New Delhi: It takes a man of steel to handle an emergency and Arvind Kejriwal is a man of rubber it seems. His government has fallen flat and he has doomed the Delhiites to face the catastrophic epidemic outbreak all by themselves with hospitals shutting doors to take in the infected patients into the hospital on the plea of shortfall of beds, though sources say, about 3000 beds are unoccupied in the government run hospitals.
The mismanagement of the hospital staff and lack of equipment will be the turning point of disgust for the patients when the virus infected head-count touches over 50,000 in the Capital by the end of this month. If the existing doubling in a fortnight goes unchecked, Delhi would be needing at least 40,000 beds by July end and at least 10,000 ventilators.
Many hospitals are reportedly not conducting the Covid test to contain the rising figures of the infected patients. A month ago, the south Delhi Mayor had gone on record to say that there was an increase in the infections but was unable to gauge why the Delhi government was concealing the figures and putting out a lower one instead.
Arvind Kejriwal is riding high on blunders.
First was the imposition of corona tax on liquor which resulted in smuggling from across the Delhi borders and now he has ordered for its withdrawal from Wednesday onwards.
The second was his decision to grant permission to open the malls, restaurants from 8th June knowing well the profile of Delhiites that they would throng the places with a vengeance.

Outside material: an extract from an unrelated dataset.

PR #1017, opened 2021-07-09
test: update `createrawtransaction` call in feature_taphash_pegins_issuances.py

apoelstra:
Should describe the outputs as an array rather than as an object. (The old behavior has long been deprecated but was eliminated entirely in #900.)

Third was his free food distribution to poor and needy which invariably was in short supply and people complained of its quality.
The fourth blunder was his diktat that the cabs, autos and e-rickshaws would ply with a limit to the passengers. This seems to have not gone well with people. “How do you expect a family of six to hire three cabs. He should have judged the ground reality,” said Ritu Chandok, a housewife in South Delhi.
The fifth blunder was his self-publicity. The disinfectant tunnel at the entry of wholesale vegetable market at Azadpur, carried his pictures. That is another matter that the disinfectant spray did not work a day after it was installed. All the mobile disinfectant sprayers carried his picture in the front. It was widely publicized on all TV news channels. Vinod Manuja of Rajinder Nagar said, “He was busy in promoting himself and misleading media into believing that they were fully prepared for handling the patients of Covid at many hospitals in the capital.”
The sixth blunder was to disallow any outsider from Delhi to be treated for Covid. “This is totally disgusting as there are hundreds of people working here with their domicile other than Delhi. What do they do,” lamented Rajesh Jha, a journalist.
Not left behind, Deputy Chief Minister and Education Minister Manish Sisodia ordered that no school would charge other than tuition fee during the lockdown period and the school staff including the contractual ones should be paid their full salary. Earlier, he had said that only a month’s tuition fee should be charged during the lockdown period.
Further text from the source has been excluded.